▶ Supplied material:
——————
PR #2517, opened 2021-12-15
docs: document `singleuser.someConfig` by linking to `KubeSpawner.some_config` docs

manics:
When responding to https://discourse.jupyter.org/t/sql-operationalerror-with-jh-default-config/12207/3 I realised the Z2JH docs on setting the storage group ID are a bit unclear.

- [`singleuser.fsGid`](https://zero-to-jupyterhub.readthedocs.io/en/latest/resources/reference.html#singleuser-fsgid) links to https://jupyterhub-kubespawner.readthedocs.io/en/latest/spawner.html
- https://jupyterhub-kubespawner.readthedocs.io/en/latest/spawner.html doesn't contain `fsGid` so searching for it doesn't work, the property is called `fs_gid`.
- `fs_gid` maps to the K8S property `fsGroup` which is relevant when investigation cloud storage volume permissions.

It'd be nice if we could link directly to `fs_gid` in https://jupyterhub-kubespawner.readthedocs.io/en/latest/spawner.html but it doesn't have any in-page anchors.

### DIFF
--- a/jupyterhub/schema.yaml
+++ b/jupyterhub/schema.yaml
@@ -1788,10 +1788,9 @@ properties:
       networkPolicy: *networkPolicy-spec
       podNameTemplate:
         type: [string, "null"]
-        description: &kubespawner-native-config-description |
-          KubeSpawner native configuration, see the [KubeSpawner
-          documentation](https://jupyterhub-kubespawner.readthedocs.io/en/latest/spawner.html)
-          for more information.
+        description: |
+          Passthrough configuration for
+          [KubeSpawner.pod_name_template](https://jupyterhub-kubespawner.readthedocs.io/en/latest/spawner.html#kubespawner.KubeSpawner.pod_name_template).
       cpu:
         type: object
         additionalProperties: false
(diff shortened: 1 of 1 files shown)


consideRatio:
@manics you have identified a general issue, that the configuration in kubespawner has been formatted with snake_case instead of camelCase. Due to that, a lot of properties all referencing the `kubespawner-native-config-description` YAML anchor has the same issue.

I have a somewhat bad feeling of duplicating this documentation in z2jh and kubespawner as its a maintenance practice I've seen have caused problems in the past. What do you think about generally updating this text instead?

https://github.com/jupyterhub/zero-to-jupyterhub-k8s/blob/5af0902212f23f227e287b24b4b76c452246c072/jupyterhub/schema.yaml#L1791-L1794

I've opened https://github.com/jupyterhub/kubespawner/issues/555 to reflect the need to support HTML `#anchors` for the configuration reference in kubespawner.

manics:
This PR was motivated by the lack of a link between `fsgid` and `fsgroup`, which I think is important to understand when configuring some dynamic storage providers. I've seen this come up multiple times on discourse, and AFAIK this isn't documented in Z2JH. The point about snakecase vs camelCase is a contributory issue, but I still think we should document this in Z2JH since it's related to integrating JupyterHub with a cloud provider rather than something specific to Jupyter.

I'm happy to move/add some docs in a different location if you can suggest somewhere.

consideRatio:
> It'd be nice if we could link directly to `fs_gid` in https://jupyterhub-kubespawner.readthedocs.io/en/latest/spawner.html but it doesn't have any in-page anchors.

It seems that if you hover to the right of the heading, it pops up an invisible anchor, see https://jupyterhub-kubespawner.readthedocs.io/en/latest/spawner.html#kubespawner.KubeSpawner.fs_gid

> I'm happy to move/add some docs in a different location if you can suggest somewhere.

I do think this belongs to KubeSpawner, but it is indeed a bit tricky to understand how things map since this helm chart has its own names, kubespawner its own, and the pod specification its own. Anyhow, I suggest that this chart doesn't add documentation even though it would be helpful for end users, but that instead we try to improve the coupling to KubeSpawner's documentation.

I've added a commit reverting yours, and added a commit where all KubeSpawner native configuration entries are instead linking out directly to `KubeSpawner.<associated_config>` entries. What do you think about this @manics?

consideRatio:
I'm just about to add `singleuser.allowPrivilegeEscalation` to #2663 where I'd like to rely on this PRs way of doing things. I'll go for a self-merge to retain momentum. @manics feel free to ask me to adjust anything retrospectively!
——————
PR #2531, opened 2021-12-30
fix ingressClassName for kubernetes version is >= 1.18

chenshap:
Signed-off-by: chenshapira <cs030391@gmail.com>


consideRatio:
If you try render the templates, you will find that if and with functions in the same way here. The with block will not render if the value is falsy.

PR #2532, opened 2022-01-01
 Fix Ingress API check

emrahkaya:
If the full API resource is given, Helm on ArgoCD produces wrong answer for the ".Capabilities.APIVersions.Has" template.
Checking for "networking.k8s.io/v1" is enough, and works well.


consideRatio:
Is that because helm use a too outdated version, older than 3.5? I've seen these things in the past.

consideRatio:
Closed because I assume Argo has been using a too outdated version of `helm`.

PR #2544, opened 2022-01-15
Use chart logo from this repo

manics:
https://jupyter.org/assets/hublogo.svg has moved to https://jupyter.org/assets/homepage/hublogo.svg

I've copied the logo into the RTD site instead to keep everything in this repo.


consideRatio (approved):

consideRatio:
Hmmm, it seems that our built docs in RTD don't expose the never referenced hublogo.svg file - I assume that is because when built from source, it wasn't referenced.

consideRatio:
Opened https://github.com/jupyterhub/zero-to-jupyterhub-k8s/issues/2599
——————
▶ Work request:
Across the listing, how many lines contain "chart"? State the number and nothing else.

▶ Response to this exercise:
2